Transceiver Design to Maximize Sum Secrecy Rate in Full Duplex SWIPT Systems

TL;DR

This paper proposes a transceiver design for full duplex SWIPT systems that maximizes sum secrecy rate by jointly optimizing transmission and artificial noise, significantly outperforming half duplex schemes.

Contribution

It introduces a novel joint optimization framework for full duplex SWIPT systems to enhance secrecy rates using artificial noise and advanced optimization techniques.

Findings

Proposed scheme outperforms half duplex systems in simulations.

Joint optimization improves secrecy and energy harvesting performance.

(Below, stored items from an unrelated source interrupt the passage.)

PR #1167, opened 2026-07-19
Signed Firmware

chris1howell:
# signed_ota branch changes

Addresses the coordinated-disclosure report "Chained Reflected XSS, Insecure
Default Configuration, and Unsigned Arbitrary-URL Firmware Update" (F1 insecure
default auth, F2 unsigned arbitrary-URL OTA, F3 reflected XSS in `/r`).

Branched from `master`.

> **Status (after on-device testing):**  F2a (URL allowlist) are
> done and sound. F2b **signed OTA is not production-ready** — the on-device
> verifier is proven working, but delivering a correctly-signed image hits a
> core-library flash-erase bug on the exact-size streaming path. Keep signing
> **disabled** (no `OTA_SIGNING_KEY` secret) until this is resolved. See the
> Testing section for detail.

## Decisions (given the "no forced password" constraint)

Forcing a web password was explicitly rejected (support burden when users
forget). So **F1 is intentionally left as-is** — the device stays open on the
LAN by default. The report's real teeth are the *chain*, so this branch breaks
the chain instead of the default:

- **F2** (unsigned arbitrary-URL OTA) gets two independent controls: an
  HTTPS-only GitHub allowlist on the URL-fetch path, and **signed firmware
  images** verified on-device. Signing is the one control that closes the
  unauthenticated-reflash path *even on a password-less, open-by-default
  device*, because a LAN attacker cannot produce a validly-signed image.

Residual, by design: with no password and no signing, a LAN host can still
upload an image via the authenticated-but-open file-upload path. Signed OTA
closes that on the boards that support it (see core-3.x note); the 4MB boards
retain the LAN-trust posture you're choosing.

## F2a — URL-fetch allowlist (`src/http_update.cpp` / `.h`)

`http_update_url_allowed()` requires `https://` and a host of `github.com` or
`*.githubusercontent.com` (GitHub redirects release downloads to the
`githubusercontent` CDN). It is enforced at the top of `http_update_from_url()`,
which runs on the initial fetch **and** on every 30x redirect target, so a
device can only pull firmware from a trusted origin. Userinfo (`user@host`) is
stripped to defeat `github.com@evil.example` tricks. Rejected fetches return
`HTTP_UPDATE_ERROR_URL_NOT_ALLOWED`.

The **file-upload** path (choosing a `.bin` in the GUI) is unchanged — this is
how local/dev builds are flashed, and it satisfies "updates come from OpenEVSE
GitHub" (the browser downloads from GitHub, then uploads).

The allowlist is one editable function; relax or make it configurable upstream
if self-hosted update URLs need to be supported.

## F2b — Signed OTA (`src/ota_signing.*`, `scripts/`, CI)

Uses the Arduino-ESP32 **core-3.x** `Update` library's built-in verifier
(`UpdaterRSAVerifier` + `Update.installSignature()`), so the on-device code is
small.

- `src/ota_signing.cpp/.h` embeds the RSA-2048 **public** key and, when built
  with `-DREQUIRE_SIGNED_OTA`, installs the verifier. `http_update_start()` —
  the single `Update.begin()` choke point for **both** the URL and file-upload
  paths — calls it just before `begin()`, and fails closed if the verifier
  can't be installed or the Content-Length is unknown (needed to locate the
  signature trailer).
- Image format (matched exactly to the core verifier): `firmware || signature ||
  zero-pad`, a fixed **512-byte** trailer. The signature is **RSA-2048 PSS**
  over `SHA-256(firmware)`, MGF1-SHA256, **salt length 222** (`key_len − 32 −
  2`), 256 bytes, zero-padded to 512. `begin(total)` is given
  `len(firmware)+512` (the served Content-Length).
- `scripts/sign_firmware.py` produces exactly this (verified: a signed test
  image validates against the public key with device-identical PSS params, and
  a one-byte tamper is rejected). `scripts/generate_ota_key.sh` regenerates the
  keypair for rotation.

### How "on in CI, off locally" works

Enforcement is decided by the firmware **running on the receiving device**, not
by how an incoming image was built:

- Local/dev builds have no flags → accept unsigned images (flash over USB as
  usual, or OTA a dev build to a dev device).
- CI release builds (once enabled) compile with `-DUPDATE_SIGN
  -DREQUIRE_SIGNED_OTA` and the image is signed → a device running such a build
  rejects any unsigned OTA. To put an unsigned local build on such a device, use
  USB/serial.

### CI (dormant until you opt in)

`.github/workflows/build.yaml` signs and enforces **only** when the
`OTA_SIGNING_KEY` secret is present *and* the env is in `SIGNED_OTA_ENVS`.
Until the secret is added, builds are byte-for-byte unchanged (unsigned) — so
merging this does not alter the fleet on its own.

### core-3.x limitation

The verifier API exists only in the **core-3.x / pioarduino / IDF5** core (the
16MB+ boards, e.g. `openevse_wifi_v1_16mb`). The older-core 4MB envs
(`openevse_wifi_v1`, …) have no `Updater_Signing.h` and **cannot** verify
signatures via this mechanism; `ota_signing.cpp` `#error`s if the flag is set on
such an env, and `SIGNED_OTA_ENVS` lists only signed-capable envs. 4MB boards
rely on the URL allowlist + F3 fix.

## Operator action items (to actually turn signing on)

1. The public key is already embedded (`src/ota_signing.cpp`). The matching
   **private** key was generated during this work and is **not** in the repo
   (`*.pem` is gitignored). Store its PEM as the GitHub Actions secret
   `OTA_SIGNING_KEY`, or regenerate with `scripts/generate_ota_key.sh` and
   replace the embedded public key.
2. Extend `SIGNED_OTA_ENVS` as more core-3.x boards are added.
3. **Rollout is a one-way door:** once a device runs a signed-required build,
   all future OTAs must be signed. If the key is lost, recovery is USB-only.
   Consider a phased rollout (ship *signed* images before flipping
   `REQUIRE_SIGNED_OTA`), and keep the private key backed up and access-limited.

## Testing

- Builds (16MB, core-3.x): unsigned default **and** `-DUPDATE_SIGN
  -DREQUIRE_SIGNED_OTA` both clean.
- Build (4MB, old core): unsigned default clean; signed flags correctly
  `#error` out (guard verified).
- Signing round-trip verified off-device: `sign_firmware.py` output validates
  against the public key with the device's exact PSS parameters (salt 222,
  256-byte sig, 512-byte trailer); a tampered image is rejected.

### On-device signed-OTA test (openevse-c620, 16MB) — verifier PASS, delivery BLOCKED

An enforcing build (`-DUPDATE_SIGN -DREQUIRE_SIGNED_OTA`) was flashed to c620
and images were pushed over the web `/update` file-upload path:

- **Verifier works.** An **unsigned** image is rejected with
  `Update failed: 14 (Signature Verification Failed)` — the on-device mbedtls
  RSA-PSS verifier ran and correctly rejected it. This validates the public
  key, the PSS parameters, and the `sign_firmware.py` trailer format against
  real silicon.
- **Delivery is blocked by a core-library flash-erase bug.** To verify a
  *correctly-signed* image the exact image size must be given to
  `Update.begin()` (so the 512-byte signature trailer can be located). With the
  exact size, the core Update library flushes the final partial sector *during*
  `write()` (Updater.cpp:791, `_bufferLen == remaining()`) instead of at
  `end()`, and that erase fails with `Update failed: 2 (Flash Erase Failed)` in
  the streaming callback context. Without the exact size the erase succeeds but
  the signature hash covers the wrong byte range, so a signed image can't be
  verified that way either.

**Status: signed OTA is NOT production-ready.** The verifier is proven, but
there is no working end-to-end delivery of a signed image on this core via the
OpenEVSE streaming update path. The `?size` file-upload hint that exposed this
was reverted. Resolving it needs one of:

1. Root-cause the exact-size final-sector erase (possibly a flash/cache-context
   issue with erasing inside the network callback) and fix delivery so
   `end()`-time flushing is used, or
2. Verify the signature in OpenEVSE code instead of via the core
   `installSignature()` API — hash incrementally over the streamed firmware,
   hold back the last 512 bytes, and RSA-PSS-verify with mbedtls at `end()` —
   avoiding the exact-size `begin()` requirement entirely.

Until then, keep signing **disabled** (no `OTA_SIGNING_KEY` secret).
F2 URL allowlist are unaffected and stand on their own.

Note: because an enforcing build rejects every image it can't verify, c620 was
left on the enforcing test build and recovered by **USB flash** of a clean
non-enforcing image (there is no working signed-OTA path to recover it over the
network — the same delivery bug).


RAR (commented):
Review focuses on **F2a (URL allowlist)** and **F2b (signed OTA)** plus the CI/doc changes.

**F3 (reflected XSS) is handled in #1166** — the `htmlEscape()` helper, the `handleRapi()` escaping, the baseline headers in `requestPreProcess()`, and the `/r` CSP overlap with that PR. Suggest dropping the F3 hunks from this branch and rebasing on #1166 so the two don't diverge, leaving this PR to be just the OTA controls.

---

## 🔴 F2a allowlist is bypassable: `https://github.com:<x>@evil.example/…`

`http_update_url_allowed()` (`src/http_update.cpp:50-66`) extracts the host by scanning for the first `/`, `?`, **or `:`**, and only *then* strips userinfo at the last `@`:

```cpp
for(int i = start; i < url.length(); i++) {
  char c = url[i];
  if(c == '/' || c == '?' || c == ':') { end = i; break; }   // stops at ':'
}
String authority = url.substring(start, end);
int at = authority.lastIndexOf('@');                          // never sees the '@'
String host = (at >= 0) ? authority.substring(at + 1) : authority;
```

A `:` can appear **inside userinfo**, before the `@`. So for:

```
https://github.com:anything@evil.example/firmware.bin
```

`authority` is truncated to `github.com` at the first `:`, `lastIndexOf('@')` returns −1, and `host` becomes `github.com` → **allowed**.

But Mongoose parses the same URL per the URL spec — everything before `@` is userinfo — and connects to **`evil.example`** (`mg_parse_uri` in `mongoose.c`, then `mg_connect_http_base`). HTTPS here runs with `ssl_ca_cert = "*"` (no cert verification), so the attacker's host needs no valid cert. This defeats the allowlist entirely — the exact `github.com@evil` trick the comment says it prevents, just with a `:` in front.

(The plain `https://github.com@evil.example/` form *is* caught — no `:` before the `@`, so the scan runs to `/` and the userinfo strip works. Only the `:`-prefixed variant slips through.)

**Fix** — locate the authority on `/` and `?` only, strip userinfo at the last `@`, *then* cut the port:

```cpp
int end = url.length();
for(int i = start; i < (int)url.length(); i++) {
  char c = url[i];
  if(c == '/' || c == '?') { end = i; break; }   // NOT ':'
}
String authority = url.substring(start, end);
int at = authority.lastIndexOf('@');
String host = (at >= 0) ? authority.substring(at + 1) : authority;
int colon = host.indexOf(':');                    // strip port from the real host
if(colon >= 0) host = host.substring(0, colon);
```

Worth adding a unit/round-trip test with these vectors: `github.com:1@evil.example`, `github.com@evil.example`, `evil.example/github.com`, `raw.githubusercontent.com`, `notgithub.com`.

## 🟡 F2b: file-upload path can't supply the correct size for the verifier

`handleUpdateUpload` (`src/web_server_update.cpp:119`) calls `http_update_start(filename, request->contentLength())`. For a multipart upload, `contentLength()` is the size of the **whole multipart envelope** (boundaries + part headers + the `.bin`), not the firmware image. The verifier needs `len(firmware)+512` exactly to locate the 512-byte trailer, so — independent of the flash-erase bug you documented — the file-upload path structurally can't feed it the right size. Whoever picks up F2b will need to parse the part length here, not just fix the erase. Consistent with the "keep signing disabled" status; noting it so it isn't lost.

## 🟢 Looks good

- Verifier install + `total == 0` guard both **fail closed** (`http_update.cpp:252-264`).
- The `#error` guards in `ota_signing.cpp` (needs `UPDATE_SIGN`, needs `Updater_Signing.h`) prevent silently building a non-verifying "signed" image on the 4MB core.
- CI gating (`SIGN_ENABLED` + `SIGNED_OTA_ENVS`) keeps released images byte-identical until the secret exists; `PLATFORMIO_BUILD_FLAGS` isn't otherwise used in the workflow, so nothing gets clobbered.
- `sign_firmware.py` PSS params (salt 222 = `key_len − 32 − 2`, 256-byte sig, 512-byte trailer) match the mbedtls verifier; the mutually-exclusive `--key`/`--key-env` and RSA-type check are clean.

## 🔵 Minor

- **`signed_ota_changes.md`** — this is essentially the PR description plus a timestamped status memo ("NOT production-ready", the c620 recovery note). It'll rot in-tree once F2b is resolved. Prefer keeping it in the PR body or under `docs/` rather than as a tracked root file.
- **`for(int i = start; i < url.length(); ...)`** compares signed `int` to an unsigned length — harmless here, but a compiler warning; cast or use `size_t`.

---

**Recommendation:** the allowlist bypass should be fixed before merge — as written, F2a provides no protection against a crafted URL, and it's a small self-contained change. F2b is correctly shipped disabled, so its file-upload gap can be a follow-up. Everything else is in good shape once F3 is rebased onto #1166.

chris1howell:
🔴 Allowlist bypass — fixed
 a : inside userinfo truncated the host before the @ was seen. I extracted the logic into a pure, framework-free unit (src/ota_url_allow.cpp → ota_url_host_allowed()) with spec-correct parsing — authority ends at the first / or ? (not :), userinfo stripped at the last @, then the port stripped at the host's :. Scheme matching is now case-insensitive too. http_update_url_allowed() is a thin String wrapper over it.

I added test/test_ota_url_allow/ (doctest / native_test) covering all the vectors plus look-alikes and wrong-scheme. The native_test toolchain isn't on this Windows box (CI runs it on Linux), so I validated the algorithm locally with a faithful Python port: all 27 vectors pass, including https://github.com:1@evil.example/… → rejected.

🟡 F2b file-upload size gap — noted, not fixed
Correct that it's structural (contentLength() is the whole multipart envelope), separate from the erase bug. Signed OTA is shipped disabled, so I captured this in the doc as a second thing F2b's owner must address, alongside the erase issue — not silently lost.

F3 — dropped
Restored web_server.cpp to the branch base (verified byte-identical), so this branch no longer touches it and won't diverge from #1166. This PR is now just the OTA controls.

🔵 Minor — both done
Moved signed_ota_changes.md → docs/signed_ota.md, trimmed to OTA-only and updated to reflect the allowlist fix (out of the repo root).
The signed/unsigned int vs length comparison is gone — the new unit uses std::string::size_type throughout.
🟢 The "looks good" items are untouched
Verifier fail-closed guards, the ota_signing.cpp #error guards, CI gating, and sign_firmware.py PSS params all stayed as-is.

Both cores build clean (16MB and 4MB). One cosmetic wart: the commit got split into two same-titled commits because my first git add aborted on the already-removed doc path — harmless, both are pushed and the branch is consistent. Everything's on origin/signed_ota, in sync. The one thing still outstanding from earlier is unchanged: c620 is on the enforcing test build awaiting your USB reflash.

The method effectively handles non-convex optimization problems.

Abstract

This letter considers secrecy simultaneous wireless information and power transfer (SWIPT) in full duplex systems. In such a system, full duplex capable base station (FD-BS) is designed to transmit data to one downlink user and concurrently receive data from one uplink user, while one idle user harvests the radio-frequency (RF) signals energy to extend its lifetime. Moreover, to prevent eavesdropping, artificial noise (AN) is exploited by FD-BS to degrade the channel of the idle user, as well as to provide energy supply to the idle user. To maximize the sum of downlink secrecy rate and uplink secrecy rate, we jointly optimize the information covariance matrix, AN covariance matrix and receiver vector, under the constraints of the sum transmission power of FD-BS and the minimum harvested energy of the idle user. Since the problem is non-convex, the log-exponential reformulation and sequential parametric convex approximation (SPCA) method are used. Extensive simulation results are provided and demonstrate that our proposed full duplex scheme extremely outperforms the half duplex scheme.